PROBLEM DETAILS = The answer must consist of each line of the records below that contains the string "compareCollectionSpecifications".

WORKING DATA =
PR #140, opened 2025-09-18
Add time-series support

FGasper:
This changeset adds time-series support. It works with & without namespace filtering.

Because of the verifier’s `_id` dependency, this verifies buckets rather than logical measurements. This implies a requirement that the migration copy time-series collections via buckets as well since a logical replication would not preserve artifacts like bucket `_id` or even the grouping of measurements.

Because of the bucket-level verification, details in mismatch reports are not very useful for time-series because they reference bucket-level fields that the logical API doesn’t expose.

### DIFF
--- a/internal/verifier/migration_verifier.go
+++ b/internal/verifier/migration_verifier.go
@@ -1120,7 +1120,6 @@ func (verifier *Verifier) verifyMetadataAndPartitionCollection(
 		}
 		task.Status = verificationTaskMetadataMismatch
 	}
-
 	if !verifyData {
 		// If the metadata mismatched and we're not checking the actual data, that's a complete failure.
 		if task.Status == verificationTaskMetadataMismatch {
--- a/internal/verifier/migration_verifier.go
+++ b/internal/verifier/migration_verifier.go
@@ -827,11 +827,7 @@ func (verifier *Verifier) compareCollectionSpecifications(
 	switch srcSpec.Type {
 	case "collection":
 		canCompareData = true
-	case "view":
-	case "timeseries":
-		if !verifier.verifyAll {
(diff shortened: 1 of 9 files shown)


internal/verifier/migration_verifier.go
```diff
@@ -822,8 +822,20 @@ func (verifier *Verifier) compareCollectionSpecifications(
...
 	}
 
-	// Don't compare view data; they have no data of their own.
-	canCompareData := srcSpec.Type != "view"
+	var canCompareData bool
+
+	switch srcSpec.Type {
+	case "collection":
+		canCompareData = true
+	case "view":
```
tdq45gj, line 830: nit: would prefer `canCompareData` being set to false explicitly.

internal/verifier/timeseries_test.go
```diff
@@ -0,0 +1,353 @@
...
+	"github.com/10gen/migration-verifier/mslices"
+	"github.com/samber/lo"
+	"github.com/stretchr/testify/require"
+	"go.mongodb.org/mongo-driver/bson"
+	"go.mongodb.org/mongo-driver/mongo"
+	"go.mongodb.org/mongo-driver/mongo/options"
+)
+
+// TestTimeSeries_BucketsOnly confirms the verifier’s time-series coverage
+// when only the buckets exist. This is important when verifying shard-to-shard.
```
tdq45gj, line 16: > This is important when verifying shard-to-shard.

Do we test shard-to-shard? Just curious.

tdq45gj (approved):
LGTM

internal/verifier/timeseries_test.go
FGasper: Shard-to-shard verification has been tested, yeah. Nothing is automated, though.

EXERCISE ANSWER =
@@ -827,11 +827,7 @@ func (verifier *Verifier) compareCollectionSpecifications(
@@ -822,8 +822,20 @@ func (verifier *Verifier) compareCollectionSpecifications(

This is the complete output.